Get the calculated Argo Workflow Directed Acyclic Graph created by the Kubeflow Pipeline.ArithmeticError

Returns:The “dag” object from the Argo workflow template.
run_all(**kwargs)

Run all the steps in the pipeline

run_task(task_name: str, run_log: Dict[str, bool], kwargs)

Execute the Kubelow Operation for real, and mark the task as executed in the dict run_log so that we don’t re-execute tasks that have already been executed.

Parameters:
  • task_name (str) – The name of the task/op to execute
  • run_log (Dict[str, bool]) – A dictionary of all the tasks/ops we have already run
  • kwargs – Additional keywork arguments to pass into the execution of the task
Returns:

None

with_cron(cron: str) → Optional[hypermodel.hml.hml_pipeline.HmlPipeline]

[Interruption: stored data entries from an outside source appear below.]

PR #6455, opened 2023-06-12
fix: use 400 instead of 500 for gogov err status code

LinHuiqing:
## Problem

500s thrown are causing false alarms :'(

Works towards FRM-901

## Solution

Create a general custom error for GoGov integration related errors and use 400 for that.

**Breaking Changes** 

## Tests

- [ ] Go to a form that has not been attached to a GoGov Link yet and open the share form modal.
- [ ] Open the network panel to see the network calls made.
- [ ] Try to claim a GoGov link that you know is already taken on this form.
- [ ] The `/gogov` endpoint should return a `400` status rather than a `500` status code

## Deploy Notes

Not sure where to park these:
- [ ] remove exclusion of `/gogov` endpoint from [Server Errors (Overall) >= 1](https://app.datadoghq.com/monitors/79404515) DD monitor
- [ ] remove exclusion of `/gogov` endpoint from [Server Errors (Overall) >= 10](https://app.datadoghq.com/monitors/100352488) DD monitor

### DIFF
--- a/src/app/modules/form/admin-form/admin-form.controller.ts
+++ b/src/app/modules/form/admin-form/admin-form.controller.ts
@@ -56,7 +56,6 @@ import * as SmsService from '../../../services/sms/sms.service'
 import { createReqMeta } from '../../../utils/request'
 import * as AuthService from '../../auth/auth.service'
 import {
-  ApplicationError,
   DatabaseConflictError,
   DatabaseError,
   DatabasePayloadSizeError,
@@ -88,7 +87,7 @@ import {
   PREVIEW_CORPPASS_UINFIN,
   PREVIEW_SINGPASS_UINFIN,
 } from './admin-form.constants'
-import { EditFieldError } from './admin-form.errors'
+import { EditFieldError, GoGovError } from './admin-form.errors'
 import { updateSettingsValidator } from './admin-form.middlewares'
 import * as AdminFormService from './admin-form.service'
 import { PermissionLevel } from './admin-form.types'
@@ -2775,7 +2774,7 @@ export const handleSetGoLinkSuffix: ControllerHandler<
             },
           ),
           // TODO: fix error handling (https://linear.app/ogp/issue/FRM-901/improve-error-handling-when-calling-gogov-api)
-          () => new ApplicationError('Error occurred when claiming GoGov link'),
+          () => new GoGovError(),
         )
       })
       // Step 3: After obtaining GoGov link, save it to the form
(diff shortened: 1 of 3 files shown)


src/app/modules/form/admin-form/admin-form.controller.ts
```diff
@@ -2775,7 +2774,7 @@ export const handleSetGoLinkSuffix: ControllerHandler<
             },
           ),
           // TODO: fix error handling (https://linear.app/ogp/issue/FRM-901/improve-error-handling-when-calling-gogov-api)
-          () => new ApplicationError('Error occurred when claiming GoGov link'),
+          () => new GoGovError(),
```
KenLSM, line 2777: Non-issue. To note that this might be swallowing real errors such as invalid credentials/server down etc. Best to map over some expected errors (if GoGov team publishes them).

KenLSM (approved):
LGTM. Added one small non-blocking note.

src/app/modules/form/admin-form/admin-form.controller.ts
mayying, line 2777: Since this PR is closing FRM-901, shall we break down the errors further here? https://guide.go.gov.sg/developer-guide/api-documentation#errors. 
200 -> 200
400 -> 400
429 -> 429
401/402/404/5xx -> 500

LinHuiqing: Yep yep, planning to get those for the actual PR tackling [FRM-901](https://linear.app/ogp/issue/FRM-901)

LinHuiqing: as mentioned by @mayying, they do have the errors here: https://guide.go.gov.sg/developer-guide/api-documentation#errors

LinHuiqing: Nope, this PR won't be closing [FRM-901](https://linear.app/ogp/issue/FRM-901), will do that in another PR. Also, should we be lumping 401/402/404/5xx -> 500?

KenLSM: I think yes for 401, and 404. Since those errors are something that we (FormSG -> GoGov) have a contract with. But for the 400, and 429, it's something that's a contract between User and FormSG.

`401`: is an invalid API key, which is something that's not fixable by the user. It is a config issue on FormSG BE.
`404`: is also a contract between FormSG and GoGov where it is FormSG that determines the resource.

`402`: Might be interesting. What do you guys think?

justynoh: imo `402` could map to `502`, since FormSG is making API calls to Go on behalf of the user and acting as a proxy

LinHuiqing: Makes sense

LinHuiqing: will do this in a separate PR!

Bind a cron expression to the Pipeline, telling Kubeflow to execute the Pipeline on the specified schedule

Parameters:[str] (cron) – The crontab expression to schedule execution
Returns:The current HmlPipeline (self)
with_experiment(experiment: str) → Optional[hypermodel.hml.hml_pipeline.HmlPipeline]

Bind execution jobs to the specified experiment (only one).

Parameters:experiment (str) – The name of the experiment
Returns:The current HmlPipeline (self)

hypermodel.hml.hml_pipeline_app module

class hypermodel.hml.hml_pipeline_app.HmlPipelineApp(name: str, cli: click.core.Group, image_url: str, package_entrypoint: str)

Bases: object

on_deploy(func: Callable[[hypermodel.hml.hml_container_op.HmlContainerOp], hypermodel.hml.hml_container_op.HmlContainerOp])

Registers a function to be called for each ContainerOp defined in the Pipeline to enable us to configure the Operations within the container with secrets, environment variables and whatever else may be required.

Parameters:func (Callable) – The function (accepting a HmlContainerOp as its only parameter) which configure the supplied HmlContainerOp
register_pipeline(pipeline_func, cron: str, experiment: str)

Register a Kubeflow Pipeline (e.g. a function decorated with @hml.pipeline)

Parameters:
  • pipeline_func (Callable) – The function defining the pipline
  • cron (str) – A cron expression for the default job executing this pipelines
  • experiment (str) – The kubeflow experiment to deploy the job to
Returns:

Nonw

hypermodel.hml.model_container module

class hypermodel.hml.model_container.ModelContainer(name: str, project_name: str, features_numeric: List[str], features_categorical: List[str], target: str, services: hypermodel.platform.abstract.services.PlatformServicesBase)

Bases: object

The ModelContainer class provides a wrapper for a Machine Learning model, detailing information about Features (numeric & categorical), information about the distributions of feature columns and potentially a reference to the current version of the model’s .joblib file.

analyze_distributions(data_frame: pandas.core.frame.DataFrame)

Given a dataframe, find all the unique values for categorical features and the distribution of all the numerical features and store them within this object.

Parameters:data_frame (pd.DataFrame) – The dataframe to analyze
Returns:A reference to self
bind_model(model)
build_training_matrix(data_frame: pandas.core.frame.DataFrame)

Convert the provided data_frame to a matrix after one-hot encoding all the categorical features, using the currently cached feature_uniques

Parameters:data_frame (pd.DataFrame) – The pandas dataframe to encode
Returns:A numpy array of the encoded data
create_merge_request(reference, description='New models!')
dump_distributions()

Write information about the distributions of features to the local filesystem

Returns:The path to the file that was written
dump_model()
dump_reference(reference)
get_bucket_path(filename)
get_local_path(filename)
load(reference_file=None)

Given the provided reference file, look up the location of the model in the DataLake and load it into memory. This will load the .joblib file, as well as any distributions / unique values associeated with this model reference

Parameters:reference_file (str) – The path of the reference json file
Returns:None
load_distributions(file_path: str)
load_model()
publish()

Publish the model (as a Joblib)

Module contents